PR #1212, opened 2021-11-01
Update Changelog to include #1200 changes

vinay-gopalan:
This PR updates the Changelog to include changes from https://github.com/hashicorp/terraform-provider-vault/pull/1200

### DIFF
--- a/CHANGELOG.md
+++ b/CHANGELOG.md
@@ -2,7 +2,7 @@
 IMPROVEMENTS:
 * Upgrade Terraform Plugin SDK to v2
 * Add support for client controlled consistency on Vault Enterprise ([#1188](https://github.com/hashicorp/terraform-provider-vault/pull/1188))
-* `resource_jwt_auth_backend_role`: Add field `disable_bound_claims_parsing` to disable bound claim value parsing, which is useful when values contain commas ([#1200](https://github.com/hashicorp/terraform-provider-vault/pull/1200))
+* `resource/jwt_auth_backend_role`: Add field `disable_bound_claims_parsing` to disable bound claim value parsing, which is useful when values contain commas ([#1200](https://github.com/hashicorp/terraform-provider-vault/pull/1200))
 
 BUGS:
 * `data/gcp_auth_backend_role`: Report an error when attempting to access a nonexistent role. ([#1184](https://github.com/hashicorp/terraform-provider-vault/pull/1184))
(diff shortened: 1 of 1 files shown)


CHANGELOG.md
```diff
@@ -2,6 +2,7 @@
 IMPROVEMENTS:
 * Upgrade Terraform Plugin SDK to v2
 * Add support for client controlled consistency on Vault Enterprise ([#1188](https://github.com/hashicorp/terraform-provider-vault/pull/1188))
+* `resource_jwt_auth_backend_role`: Add field to disable `bound_claims` comma separation ([#1200](https://github.com/hashicorp/terraform-provider-vault/pull/1200))
```
benashz, line 5: I wonder if we should add the name of the new field? Also I think we should use the same language  that is used in the `disable_bound_claims_parsing` rather than the bit about comma separation (comma delimiting).

vinay-gopalan: Updated to `Add field `disable_bound_claims_parsing` to disable bound claim value parsing, which is useful when values contain commas`

CHANGELOG.md
```diff
@@ -2,6 +2,7 @@
 IMPROVEMENTS:
 * Upgrade Terraform Plugin SDK to v2
 * Add support for client controlled consistency on Vault Enterprise ([#1188](https://github.com/hashicorp/terraform-provider-vault/pull/1188))
+* `resource_jwt_auth_backend_role`: Add field `disable_bound_claims_parsing` to disable bound claim value parsing, which is useful when values contain commas ([#1200](https://github.com/hashicorp/terraform-provider-vault/pull/1200))
```
tvoran, line 5: The changelog formatting isn't super consistent, but it looks like more recent releases format entries with `resource/`:

```suggestion
* `resource/jwt_auth_backend_role`: Add field `disable_bound_claims_parsing` to disable bound claim value parsing, which is useful when values contain commas ([#1200](https://github.com/hashicorp/terraform-provider-vault/pull/1200))
```

tvoran (approved):
👍 

(Also a friendly reminder to update the PR description on https://github.com/hashicorp/terraform-provider-vault/pull/1200 with the `disable_bound_claims_parsing` name, since it's still referring to it as `disable_claims_comma_separation`.)

vinay-gopalan:
> 👍
> 
> (Also a friendly reminder to update the PR description on #1200 with the `disable_bound_claims_parsing` name, since it's still referring to it as `disable_claims_comma_separation`.)

Good call! Updated the description in that PR as well :)

benashz:
> > 👍
> > (Also a friendly reminder to update the PR description on #1200 with the `disable_bound_claims_parsing` name, since it's still referring to it as `disable_claims_comma_separation`.)
> 
> Good call! Updated the description in that PR as well :)

Looks like the example usage still has the old field name.

PR #1214, opened 2021-11-02
transform/template: add encode_format and decode_formats options.

benashz:
- add encode_format and decode_formats fields to
  vault_transform_template
- temporarily disable broken resource generation code
- ensure true resource name is used in template tests.

### Community Note

Relates OR Closes #0000

```release-note
resource/transform_template:  Add add encode_format and decode_formats fields
```

```

make dev testacc TESTARGS='-v -test.run TestTemplateName'
TF_ACC=1 go test $(go list ./...) -v -v -test.run TestTemplateName -timeout 20m

[...]

=== RUN   TestTemplateName
--- PASS: TestTemplateName (4.07s)
PASS
ok      github.com/hashicorp/terraform-provider-vault/generated/resources/transform/template 
...
```

### DIFF
--- a/generated/resources/transform/template/name_test.go
+++ b/generated/resources/transform/template/name_test.go
@@ -47,14 +47,16 @@ func TestTemplateName(t *testing.T) {
 					resource.TestCheckResourceAttr("vault_transform_template_name.test", "type", "regex"),
 					resource.TestCheckResourceAttr("vault_transform_template_name.test", "pattern", `(\d{4})-(\d{4})-(\d{4})-(\d{4})`),
 					resource.TestCheckResourceAttr("vault_transform_template_name.test", "alphabet", "numerics"),
+					resource.TestCheckResourceAttr("vault_transform_template_name.test", "encode_format", "$1-$2-$3-$4"),
+					resource.TestCheckResourceAttr("vault_transform_template_name.test", "decode_formats.last-four", "$4"),
 				),
 			},
 			{
 				Config: basicConfig(path, "regex",
 					`(\\d{9})`,
 					"builtin/numeric",
-					"$1",
-					`{ "only" = "$1" }`,
+					"",
+					"",
 				),
 				Check: resource.ComposeTestCheckFunc(
 					resource.TestCheckResourceAttr("vault_transform_template_name.test", "path", path),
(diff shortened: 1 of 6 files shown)


generated/resources/transform/template/name_test.go
```diff
@@ -35,7 +35,12 @@ func TestTemplateName(t *testing.T) {
 		CheckDestroy: destroy,
 		Steps: []resource.TestStep{
 			{
-				Config: basicConfig(path, "regex", `(\\d{4})-(\\d{4})-(\\d{4})-(\\d{4})`, "numerics"),
+				Config: basicConfig(path, "regex",
+					`(\\d{4})-(\\d{4})-(\\d{4})-(\\d{4})`,
+					"numerics",
+					"$1-$2-$3-$4",
```
victorr, line 41: Shouldn't there be a couple of `resource.TestCheckResourceAttr()` calls for the new fields? 

Would it also be useful to test the cases where the fields are not present, since they are optional?

benashz: > Shouldn't there be a couple of `resource.TestCheckResourceAttr()` calls for the new fields?

Good call, the import test was catching those. I can make them explicit.

> 
> Would it also be useful to test the cases where the fields are not present, since they are optional?

The only required fields are `path` and `name`,  but yeah it's a good idea any how.

victorr (approved):
Looks good to me.

website/vault.erb
```diff
@@ -422,7 +422,7 @@
                         </li>
 
                         <li<%= sidebar_current("docs-vault-resource-transform-template") %>>
-                            <a href="/docs/providers/vault/generated/resources/transform/template/name.html">vault_transform_template</a>
+                            <a href="/docs/providers/vault/r/transform_template.html">vault_transform_template</a>
```
tvoran, line 425: I wonder how the other links here are working since they're set to /vault/generated/resources/transform/...

tvoran (approved):

tvoran:
Might as well include the changelog update in this PR too.

website/vault.erb
benashz: Good question, I guess that when the release is deployed to the registry there is some path munging going on. We should probably update all of the links at some point to be as the change above.

Of note, the links under `generated` are broken when testing the website with `make website-test`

——————

Wherever the string "broken" is found in the listing above, copy the line that contains it.

- temporarily disable broken resource generation code
Of note, the links under `generated` are broken when testing the website with `make website-test`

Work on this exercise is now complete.